В основном античная драматургия была переведена на русский язык во второй половине XIX и в начале XX века. Многие произведения появлялись в разных переводах на протяжении небольшого отрезка времени и даже почти одновременно. Так, в 1890 году «Прометей Прикованный» Эсхила вышел в суворинской «Дешевой библиотеке» в переводе В. Алексеева, а в первом номере «Вестника Европы» за 1891 год — в переводе Д. Мережковского. С небольшим разрывом во времени выходили также переводы из Еврипида Д. Мережковского и И. Анненского. Именно в этот период и увидели свет первые русские переводы большинства пьес, включенных в наш сборник.
Подробный перечень произведений античной драматургии на русском языке можно найти в двух справочниках:
1. П. Прозоров, «Систематический указатель книг и статей по греческой филологии, изданных в России с XVII столетия по 1892 год, с прибавлением за 1893, 1894 и 1895 годы», изд. Императорской Академии наук, СПб, 1898.

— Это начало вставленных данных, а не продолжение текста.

Issue #584, opened 2025-01-08
"OpenFromClipboardTests does not exist"


jukzi:
https://download.eclipse.org/eclipse/downloads/drops4/I20250107-1800/testresults/ep435I-unit-linux-x86_64-java21_linux.gtk.x86_64_21/org.eclipse.jdt.debug.tests.AutomatedSuite.txt

contains entries that i do not understand:

```
!ENTRY org.eclipse.jdt.debug.tests 1 0 2025-01-08 01:01:06.064
!MESSAGE [testMultipleInfixEval10] setUp

!ENTRY org.eclipse.jdt.launching 4 4 2025-01-08 01:01:06.741
!MESSAGE Advanced source lookup task failed
!SUBENTRY 1 org.eclipse.jdt.core 4 969 2025-01-08 01:01:06.741
!MESSAGE OpenFromClipboardTests does not exist
!SUBENTRY 1 org.eclipse.jdt.core 4 969 2025-01-08 01:01:06.741
!MESSAGE OpenFromClipboardTests does not exist
!SUBENTRY 1 org.eclipse.jdt.core 4 969 2025-01-08 01:01:06.741
!MESSAGE OpenFromClipboardTests does not exist
!SUBENTRY 1 org.eclipse.jdt.core 4 969 2025-01-08 01:01:06.741
!MESSAGE OpenFromClipboardTests does not exist
!SUBENTRY 1 org.eclipse.jdt.core 4 969 2025-01-08 01:01:06.741
!MESSAGE OpenFromClipboardTests does not exist

!ENTRY org.eclipse.jdt.debug.tests 1 0 2025-01-08 01:01:06.844
!MESSAGE [testMultipleInfixEval10] tearDown
```

However OpenFromClipboardTests  seems to be executed.
https://download.eclipse.org/eclipse/downloads/drops4/I20250107-1800/testresults/xml/org.eclipse.jdt.debug.tests_ep435I-unit-macosx-aarch64-java21_macosx.cocoa.aarch64_21.xml

![image](https://github.com/user-attachments/assets/f185cb27-1d8a-4dbd-9a39-a20ea7ffc3b4)

PR #585, opened 2025-01-08
[test] beautify logfile output

jukzi:
Also explicitly log the testclass to identify the cause of "OpenFromClipboardTests does not exist"

https://github.com/eclipse-jdt/eclipse.jdt.debug/issues/584


jukzi:
before:
image
after:
image

akurtakov:
I really wonder how is this output helpful at all?

iloveeclipse:
> I really wonder how is this output helpful at all?

If tests hang or report errors without stack etc you will see who was that

jukzi:
when there is some exception/logging during a test it is clear to which tests it belongs. Especially if a exception does happen in another thread that does not have the test in the stacktrace

Issue #592, opened 2025-01-14
Primitive array's signature is not shown in variables view


SougandhS:
Compared to other arrays primitive arrays type is not shown in variable view's value column <br>
**Current** - 
<img width="716" alt="image" src="https://github.com/user-attachments/assets/fe0e9b27-7bbf-441e-9902-fae452082435" />
<br>
**Proposed** -
<img width="404" alt="image" src="https://github.com/user-attachments/assets/97fb0e82-3299-4d44-96ca-f9718e2a997c" />

jukzi:
And for lambdas it seems to be a nonreadable hash:
![image](https://github.com/user-attachments/assets/6f310b6d-dfde-4369-bba0-965cdaf47d79)

PR #595, opened 2025-01-15
Primitive arrays and Lambdas type on variables view

SougandhS:
https://github.com/eclipse-jdt/eclipse.jdt.debug/issues/592

This commit provides fix for not showing primitive arrays and lambdas correctly in variables view.

Fixes : https://github.com/eclipse-jdt/eclipse.jdt.debug/issues/592

Before fix - 
<br>
image
<br>
After - 
image

## Author checklist

### DIFF
--- a/org.eclipse.jdt.debug.ui/ui/org/eclipse/jdt/internal/debug/ui/JDIModelPresentation.java
+++ b/org.eclipse.jdt.debug.ui/ui/org/eclipse/jdt/internal/debug/ui/JDIModelPresentation.java
@@ -1,5 +1,5 @@
 /*******************************************************************************
- * Copyright (c) 2000, 2024 IBM Corporation and others.
+ * Copyright (c) 2000, 2025 IBM Corporation and others.
  *
  * This program and the accompanying materials
  * are made available under the terms of the Eclipse Public License 2.0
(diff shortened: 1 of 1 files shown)


org.eclipse.jdt.debug.ui/ui/org/eclipse/jdt/internal/debug/ui/JDIModelPresentation.java
```diff
@@ -1917,11 +1924,20 @@ public String removeQualifierFromGenericName(String qualifiedName) {
 	/**
 	 * Return the simple name from a qualified name (non-generic)
 	 */
+	@SuppressWarnings("nls")
```
jukzi, line 1927: Will this work for ShowQualifiedNames? While it is unlikely, technical any class could be named "$Lambda" so it would be better if somehow this could be solved by not using text replacement only.

SougandhS: with ShowQualifiedNames enabled it will show its original value eg. `$$Lambda.0x000000f001007608` . Unfortunately vm only gives this as `IValue` for every lambdas compared to other objects. so only went with text replacement.

jukzi (approved):

SougandhS:
Thank you @jukzi

PR #597, opened 2025-01-19
Update tests relating to default root modules as of JEP 261

stephan-herrmann:
Adjusting to changes from
	https://github.com/eclipse-jdt/eclipse.jdt.core/issues/2786

+ move to new method with augmented signature
+ update set of modules
  - untainted default root modules
  - computed lists as used for --limit-modules
+ remove expected values for versions that can no longer run this test
+ add a new test that simulates Java 9 semantics using --release
  + fix project setup to actually set the promised compliance


stephan-herrmann:
I admit that this test class is not beautiful. There have been so many changes in modules contained by various JDKs and now the change from https://bugs.openjdk.org/browse/JDK-8205169 stirs up a lot of dust.

Also, at some point in the past we used to challenge different JDKs by _running the test on_ different JDKs. Now that we need 21+ to run the test, the only way to come close to previous versions is by using `--release`, but even that differs from the original JDK 9. Keeping track of changes in code comments isn't very helpful anymore either.

Hence, this PR should be seen as a best effort, rather than a 100% solution. I'm open to ideas for improving the test, but I'm running out of ideas.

2. А. Воронков, «Древняя Греция и древний Рим. Библиографический указатель изданий, вышедших в СССР (1895–1959 годы)», Изд-во АН СССР, М. 1961.
Дореволюционные переводы античной драматургии представлены в томе работами поэта Иннокентия Анненского (1856–1909) и режиссера Сергея Радлова (1892–1958). Остальные переводы сделаны в советское время.
Кроме новых, выполненных в 1967–1968 годах, переводов из Эсхила и Сенеки, в этом томе собраны переводы уже ранее публиковавшиеся. Тексты последних даны по следующим изданиям:
1. Софокл, Трагедии, Гослитиздат, М. 1954.
2. Еврипид, Трагедии. В двух томах, «Художественная литература», М. 1969.
3. Аристофан, Комедии. В двух томах, Гослитиздат, М, 1954.
4. Менандр, Комедии. Герод. Мимиамбы, «Художественная литература», М. 1964.
5. Плавт, Избранные комедии, «Художественная литература», М. 1967.
6. Теренций, Комедии, Academia, 1934.